AI Agents are moving from proof of concept to production, but developers often wonder: why is their "Agent" just a chatbot instead of a production system? The answer lies in a shift in development paradigm—evolving from single API calls to a complete Agent loop, then to deterministic workflows. Based on practical projects, this article outlines a four-stage path and reveals challenges and solutions at each level.

## Methodology | Key Steps for Building a Production-Grade AI Agent in Four Stages

### Stage 1: Bare Calls (Root of Hallucinations)
Directly calling large model APIs without tool interaction capabilities, prone to fabricating data (e.g., Jira ticket IDs). Essentially a chatbot, far from production-ready.

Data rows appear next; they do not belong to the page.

PR #1287, opened 2025-03-20
implement mutator builder

tianleq:
https://mmtk.zulipchat.com/#narrow/channel/262673-mmtk-core/topic/create.20plan.2Fmutator/near/504996362
Introducing `MutatorBuilder` to simplify customising `Mutator`, adding/removing fields of a certain plan's `Mutator` no longer affects other plan as `MutatorBuilder` provides default values for `Mutator`

### DIFF
--- a/src/plan/mutator_context.rs
+++ b/src/plan/mutator_context.rs
@@ -12,6 +12,8 @@ use crate::vm::VMBinding;
 
 use enum_map::EnumMap;
 
+use super::barriers::NoBarrier;
+
 pub(crate) type SpaceMapping<VM> = Vec<(AllocatorSelector, &'static dyn Space<VM>)>;
 
 /// A place-holder implementation for `MutatorConfig::prepare_func` that should not be called.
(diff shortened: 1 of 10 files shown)


wks:
@tianleq Could you edit this post https://github.com/mmtk/mmtk-core/pull/1287#issue-2933753721 to include introductions of the purpose of this commit?  In our current CI, the content of the merge request will become the commit message of the squashed commit.

src/plan/mutator_context.rs
```diff
@@ -78,6 +80,48 @@ impl<VM: VMBinding> std::fmt::Debug for MutatorConfig<VM> {
     }
 }
 
+/// Used to build a mutator struct
+pub struct MutatorBuilder<VM: VMBinding> {
+    allocators: Allocators<VM>,
```
qinsoon, line 85: I think we can do this:
```rust
pub struct MutatorBuilder<VM: VMBinding> {
    barrier: Box<dyn Barrier<VM>>,
    /// The mutator thread that is bound with this Mutator struct.
    mutator_tls: VMMutatorThread,
    mmtk: &'static MMTK<VM>,
    config: MutatorConfig<VM>,
}
```

The constructing of `Allocators` will be done when we call `build()`.
```rust
    pub fn build(self) -> Mutator<VM> {
        Mutator {
            allocators: Allocators::<VM>::new(self.mutator_tls, self.mmtk, &self.config.space_mapping),
            barrier: self.barrier,
            mutator_tls: self.mutator_tls,
            plan: self.mmtk.get_plan(),
            config: self.config,
        }
    }
```

qinsoon (commented):
LGTM. We can create `Allocators` when we build `Mutator` (instead of `MutatorBuilder`).

qinsoon (approved):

### Stage 2: Agent Loop (Empowering Action Capabilities)
Introduce a loop mechanism of model selecting tools → execution feedback → reasoning. Can interact with external systems (Jira/Slack), but autonomous behavior poses security risks.

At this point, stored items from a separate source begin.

PR #1288, opened 2025-03-20
Fix to bytemuck_derive 1.8.1

qinsoon:
`bytemuck` uses `bytemuck_derive ^1.4.1`. Recent `bytemuck_derive` versions are not compatible with our MSRV 1.74.1 (1.9.1 requires Rust 1.84+, 1.9.0 requires edition 2024 which is stablized in 1.84). So fix `bytemuck_derive` to the last version before 1.9.0.


wks (approved):
LGTM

### Stage 3: Guardrails (Security Boundary Design)
Add four layers of protection: allowlist (tool restriction), output validation, human confirmation, and iteration limit. Resist prompt injection attacks and build in application-layer security controls.

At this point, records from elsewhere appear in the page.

PR #1289, opened 2025-03-24
Check if an object is in our heap before using VM map during counting live bytes

qinsoon:
This PR fixes a bug in `increase_live_bytes`. If an object in the VM space is scanned, the method will be called with an object reference into the VM space, which may not be in our heap range. Then we get a space descriptor from the VM map, and we will see panics in the following code.
https://github.com/mmtk/mmtk-core/blob/129362d4f39a1191562d276c42f5b03e52aa287a/src/util/heap/layout/map64.rs#L209
https://github.com/mmtk/mmtk-core/blob/129362d4f39a1191562d276c42f5b03e52aa287a/src/util/heap/layout/map32.rs#L258

This PR works around the problem by checking if the object is in our heap range first.

### DIFF
--- a/src/scheduler/worker.rs
+++ b/src/scheduler/worker.rs
@@ -69,17 +69,20 @@ impl<VM: VMBinding> GCWorkerShared<VM> {
 
         // The live bytes of the object
         let bytes = VM::VMObjectModel::get_current_size(object);
-        // Get the space index from descriptor
-        let space_descriptor = VM_MAP.get_descriptor_for_address(object.to_raw_address());
-        let space_index = space_descriptor.get_index();
-        debug_assert!(
-            space_index < MAX_SPACES,
-            "Space index {} is not in the range of [0, {})",
-            space_index,
-            MAX_SPACES
-        );
-        // Accumulate the live bytes for the index
-        live_bytes_per_space[space_index] += bytes;
+        // Check if the object is in our heap. If it is not in our heap (e.g. in the VM space), we cannot use VM map to get its descriptor.
+        if crate::util::heap::vm_layout::vm_layout().in_available_range(object.to_raw_address()) {
+            // Get the space index from descriptor
+            let space_descriptor = VM_MAP.get_descriptor_for_address(object.to_raw_address());
+            let space_index = space_descriptor.get_index();
+            debug_assert!(
+                space_index < MAX_SPACES,
+                "Space index {} is not in the range of [0, {})",
+                space_index,
+                MAX_SPACES
+            );
+            // Accumulate the live bytes for the index
+            live_bytes_per_space[space_index] += bytes;
+        }
     }
 }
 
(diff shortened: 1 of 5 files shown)


wks:
Even if the address is in the available range, its space index (Map64) or chunk index (Map32) may still map to a `descriptor_map` entry that is `SpaceDescriptor::UNINITIALIZED`.  It just happened that `increase_live_bytes` always calls `VMMap::get_descriptor_for_address` with the raw address of valid `ObjectReference` values.

In my opinion, `VMMap::get_descriptor_for_address(address: Address)` should return `Option<SpaceDescriptor>`  because the argument `address` is never required to be a valid object address, or an address within a space.  And for Map32, some chunks in the heap range may well be un-occupied by any space, and it is natural for `get_descriptor_for_address` to return `None`.  Then in `increase_live_bytes`, we just skip objects that map to `SpaceDescriptor::UNINITIALIZED`. 

Note: If the performance of `Option<SpaceDescriptor>` is an issue, we can redefine `SpaceDescriptor` as `NonZeroUsize` because it can never be zero.  If we don't want to do this refactoring, we can let `get_descriptor_for_address` return `SpaceDescriptor::UNINITIALIZED` if the argument `address` is not in the heap range.  But I strongly recommend using `Option<SpaceDescriptor>`.

qinsoon:
I changed `get_descriptor_for_address`. It will return `SpaceDescriptor::UNINITIALIZED` if the address is not in the heap range. This change should have minimal impact on performance. In the current code, we do `unwrap` for 64 bits, and we have bounds check for 32 bits. This change just makes those explicit and returns an alternative value.

Using `Option<SpaceDescriptor>` is fine. But that requires larger changes, such as changing the related tables to `Option<SpaceDescriptor>`. Otherwise, the function may return `None` or `Some(SpaceDescriptor::UNINITIALIZED)` which basically means the same thing.

k-sareen:
FYI I wanted to mention that @steveblackburn wanted us to have the same mechanism for address lookup for all our spaces, i.e. VM space should not be special cased. We discussed this in a recent group meeting when I went through the issues I was facing in ART. So arguably this is a bit of a hack still.

wks (approved):
LGTM

wks:
> FYI I wanted to mention that @steveblackburn wanted us to have the same mechanism for address lookup for all our spaces, i.e. VM space should not be special cased. We discussed this in a recent group meeting when I went through the issues I was facing in ART. So arguably this is a bit of a hack still.

It is nice to have a unified mechanism to get the space index for any given address (or `None` if not in any space).  But the current `SpaceDescriptor` mechanism has its restrictions.  For example, on Map32, spaces occupy whole chunks; on Map64, spaces occupy contiguous regions of log size `log_space_extent`.  It should be possible to extend `SpaceDescriptor` to VM spaces if VM spaces also follow such restrictions, but I doubt if this is true.  Alternatively, we can implement it like this:  We first look up the `descriptor_map` and, if it returns `None` or `UNINITIALIZED`, we fall back to looking up VM spaces by searching all registered VM space ranges.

### Stage 4: Deterministic Workflow (Ultimate Form)
Refactor multi-step decisions into a fixed pipeline. The model runs only once, steps are predictable, inspectable, and auditable—suitable for standardized tasks.

## Evidence | Practical Solutions for Sandbox Deployment and Production Migration

#### Sandboxed Deployment: NVIDIA OpenShell Security Practice
Restrict file system access, process creation, and network connections at the kernel level. Adopt a "sandbox + policy" combination to isolate the Agent environment (only outbound access to Vertex AI, no code push credentials). Even if the model is compromised, sensitive information cannot be stolen.

#### Three Replacement Points from Demo to Production
1. Replace simulated tools with real API calls;
2. Enable posting operations under the premise of maintaining human approval;
3. Retain guardrail mechanisms such as allowlists and human confirmation (security bottom lines cannot be omitted).

## Conclusion and Recommendations | Essence of Agent Engineering and Team Practice Guide

### Conclusion
Building a production-grade Agent is a systems engineering task involving tool architecture, security design, workflow planning, and multi-layer defense strategies. The four-stage path provides a clear cognitive framework.

### Recommendations
- Teams start prototype development from Stage 2;
- Establish a complete guardrail mechanism in Stage 3;
- Evaluate Stage 4 workflows based on task characteristics;
- Security runs through the entire development process, not as an afterthought patch.